I did a few searches, but wasn't seeing everything I looked for.

I have a Home Depot Masterbuilt Pro dual fuel, running on propane.  I ditched the stock wood chip and water pans for a cast iron chip pan and larger water pan.  Also got some nomex seal tape for around the doors.  I have a needle valve coming tomorrow for fine tuning as I couldn't keep the temp where I wanted it.

I do see that people are recommending preheating my smoker before I put any food in.  I made the mistake last week (my first time smoking) of not doing that before I put my food in, so it took a long time to get to the proper air temp.  Are you folks going above desired temp initially, they dialing back to your preferred temp once the food is in?  Also, do you wait until up to preheat temps to put wood chips in?

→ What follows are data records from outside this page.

PR #7074, opened 2022-06-02
Fix compilation on windows

unxcepted:

### Description
This PR revives the windows support, which was dropped after the 2.3.6 release. I'm keeping this on a separate branch because some time is still needed to audit quickjspp code changes.

Since this PR, windows build additionally requires:
* Visual Studio 2022 with MSVC tools v141
* Strawberry Perl for OpenSSL build
* Premake5 for quickjspp build

Visual Studio 2015 and CMake installed globally are no longer required. Instructions in WINDOWS.md have been updated.

### List of changes
* Solution retargeted against VS 2022, MSVC v141
* Dependencies' windows build scripts fixed
* QuickJS replaced with c-smile/quickjspp
* GTest updated to the latest version supporting both MSVC v141 and traditional make compilation on Linux - v1.8.1
* Minor code changes (mostly adjusted includes)

### Issues
* quickjspp doesn't monitor stack size on windows - potential stack overflow in r.js causes a worker crash. As a consequence, `JSProc.InfiniteRecursionFunction` test fails.
* Boost complains about *unknown compiler* during compilation - this could be fixed by updating boost to >=1.65.1. It doesn't yield any problems during runtime though.

<hr/>
Special thanks to @MrBoombastic for an idea and help with testing.


src/paths.cc
```diff
@@ -37,7 +37,7 @@ int remove_directory_helper(const char *path) {
     } else {
         res = DeleteFile(path);
     }
-    if (res != 0) {
+    if (res == 0) {
```
srh, line 40: I had to double-check, and yes, DeleteFile and RemoveDirectory *both* return non-zero upon success.

src/rdb_protocol/geo/s2/base/port.h
```diff
@@ -11,7 +11,12 @@
 #include <limits.h>         // So we can set the bounds of our types
 #include <string.h>         // for memcpy()
 #include <stdlib.h>         // for free()
-#include <sys/socket.h>     // for MSG_NOSIGNAL
+//#include <sys/socket.h>     // for MSG_NOSIGNAL
```
srh, line 14: Commented line should be removed.

srh (approved):
It looks great!  I've left notes for myself for some petty fix-ups after merging.

PR #7076, opened 2022-06-16
Change to fix #6969

### LINKED ISSUE #6969: SSL Configuration does not support certificate chains which are required for java driver with real certs
certificate chains are really necessary when using officially signed certificates by well known CAs that use intermediate certificates (and you don't want to have to have each client include the CAs intermediate certificates in the client configuration, which is the whole reason for using officially signed certificates).

This should be a quick fix - on line 
https://github.com/rethinkdb/rethinkdb/blob/ec80a184092f5484326b9a581c21b227274099d3/src/clustering/administration/main/command_line.cc#L745 - it currently uses `SSL_CTX_use_certificate_file` but can be switched to use `SSL_CTX_use_certificate_chain_file`

The documentation (Notes section) https://www.openssl.org/docs/man1.1.1/man3/SSL_CTX_use_certificate_chain_file.html describes why `SSL_CTX_use_certificate_chain_file()` should be preferred

MarianoRD:

### Description
This commit fixes issue #6969 and also improves the general support of RethinkDB for TLS.

On a personal note, using Let's Encrypt has been a little pain with permissions and tweaking the configuration so RethinkDB can use the certificates. With this change, everything worked first try on a clean environment.

### DIFF
--- a/src/clustering/administration/main/command_line.cc
+++ b/src/clustering/administration/main/command_line.cc
@@ -791,7 +791,7 @@ bool load_tls_key_and_cert(
         return false;
     }
 
-    if(SSL_CTX_use_certificate_file(tls_ctx, cert_file.c_str(), SSL_FILETYPE_PEM) <= 0) {
+    if(SSL_CTX_use_certificate_chain_file(tls_ctx, cert_file.c_str()) <= 0) {
         ERR_print_errors_fp(stderr);
         return false;
     }


srh:
Merged in v2.4.x as of a44f89917b81ad7b049bfb27ad2f62685a3fc7f9.  I reran unit tests locally and they passed.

Any help or insight would be greatly appreciated!


----------



## billp (Aug 24, 2017)

I have same smoker. I preheat to temp I'm smoking at with wood chips in


----------



## domerskee (Aug 25, 2017)

Depends what I'm cooking. I run a smoke vault.  If I'm doing a smaller cook, I just go to the desired temp. If I'm doing more, like tonight (8 pork butts) I'll start it out 10-15 degrees high knowing it's gonna lose some ground initially.


----------



## jonrw70 (Aug 29, 2017)

Billp said:


> I have same smoker. I preheat to temp I'm smoking at with wood chips in



To get rid of the white heavy smoke as it first starts up?


----------



## billp (Aug 29, 2017)

I don't usually have white heavy smoke. If you do then your wood is usually burning too hot. Getting too much ooxygen. You want it to kinda smolder


----------